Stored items
PR #484, opened 2022-08-08
[13.0][UPD] Repo template

alexey-pelykh:


.copier-answers.yml
```diff
@@ -9,9 +9,8 @@ odoo_version: 13.0
 org_name: Odoo Community Association (OCA)
 org_slug: OCA
 rebel_module_groups: []
-repo_description: This repository hosts additionnal parsers and import features for
-    bank statements.
-repo_name: OCA bank statement import modules for Odoo
+repo_description: 'TODO: add repo description.'
+repo_name: bank-statement-import
```
sbidoul, line 13: This change does not look right.

alexey-pelykh: Agreed, I've taken the file from https://github.com/OCA/bank-statement-import/blob/15.0/.copier-answers.yml yet there is was not great as well

sbidoul: To update the template, run `pipx run copier -f update`: it will preserve the previous answers.

PR #490, opened 2022-08-18
[IMP] account_bank_statement_import_txt_xlsx: Import lines to existing bank statement

zaoral:


alexey-pelykh:
I don't think such feature should be implemented at the level of individual file parser. Take a look at https://github.com/OCA/bank-statement-import/tree/12.0/account_bank_statement_import_split maybe it already solves the case that you need.

JordiBForgeFlow:
I agree with @alexey-pelykh that it would be best to add it to https://github.com/OCA/bank-statement-import/tree/13.0/account_bank_statement_import_split.

However in my opinion there's a conflict in: https://github.com/OCA/bank-statement-import/tree/13.0/account_bank_statement_import_split.

In my opinion the decision to group the statements to daily, weekly, monthly should be stored in the journal, similar to how you can now define it in online statement import https://github.com/OCA/bank-statement-import/blob/14.0/account_statement_import_online/models/online_bank_statement_provider.py#L78

I will send a PR.

andreampiovesana:
name with version please

PR #493, opened 2022-09-03
[12.0] [IMP] *_online_ponto: reliable and efficiently get data from Ponto

NL66278:
There was/is a problem with the Ponto interface that the online import is organised around periods (date since and date until), while Ponto does not offer retrieval of data by date, but instead uses a pointer based on an id present in data that was previously retrieved if any.

This PR, adds extensive debug logging, but also unties the retrieval of data from the Ponto API, from the subsequent translation in imported bank statement lines. Basically at the start of any pull request, any data not yet retrieved from Ponto will be retrieved and stored. After that the creation of statements will be, as now, based on the date since and date until logic.

### DIFF
--- a/.pre-commit-config.yaml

# WHAT IS BEING ASKED
Your task is to reproduce each entry exactly.

# ANSWER TO THE PROBLEM
PR #484, opened 2022-08-08
[13.0][UPD] Repo template

alexey-pelykh:


.copier-answers.yml
```diff
@@ -9,9 +9,8 @@ odoo_version: 13.0
 org_name: Odoo Community Association (OCA)
 org_slug: OCA
 rebel_module_groups: []
-repo_description: This repository hosts additionnal parsers and import features for
-    bank statements.
-repo_name: OCA bank statement import modules for Odoo
+repo_description: 'TODO: add repo description.'
+repo_name: bank-statement-import
```
sbidoul, line 13: This change does not look right.

alexey-pelykh: Agreed, I've taken the file from https://github.com/OCA/bank-statement-import/blob/15.0/.copier-answers.yml yet there is was not great as well

sbidoul: To update the template, run `pipx run copier -f update`: it will preserve the previous answers.

PR #490, opened 2022-08-18
[IMP] account_bank_statement_import_txt_xlsx: Import lines to existing bank statement

zaoral:


alexey-pelykh:
I don't think such feature should be implemented at the level of individual file parser. Take a look at https://github.com/OCA/bank-statement-import/tree/12.0/account_bank_statement_import_split maybe it already solves the case that you need.

JordiBForgeFlow:
I agree with @alexey-pelykh that it would be best to add it to https://github.com/OCA/bank-statement-import/tree/13.0/account_bank_statement_import_split.

However in my opinion there's a conflict in: https://github.com/OCA/bank-statement-import/tree/13.0/account_bank_statement_import_split.

In my opinion the decision to group the statements to daily, weekly, monthly should be stored in the journal, similar to how you can now define it in online statement import https://github.com/OCA/bank-statement-import/blob/14.0/account_statement_import_online/models/online_bank_statement_provider.py#L78

I will send a PR.

andreampiovesana:
name with version please

PR #493, opened 2022-09-03
[12.0] [IMP] *_online_ponto: reliable and efficiently get data from Ponto

NL66278:
There was/is a problem with the Ponto interface that the online import is organised around periods (date since and date until), while Ponto does not offer retrieval of data by date, but instead uses a pointer based on an id present in data that was previously retrieved if any.

This PR, adds extensive debug logging, but also unties the retrieval of data from the Ponto API, from the subsequent translation in imported bank statement lines. Basically at the start of any pull request, any data not yet retrieved from Ponto will be retrieved and stored. After that the creation of statements will be, as now, based on the date since and date until logic.

### DIFF
--- a/.pre-commit-config.yaml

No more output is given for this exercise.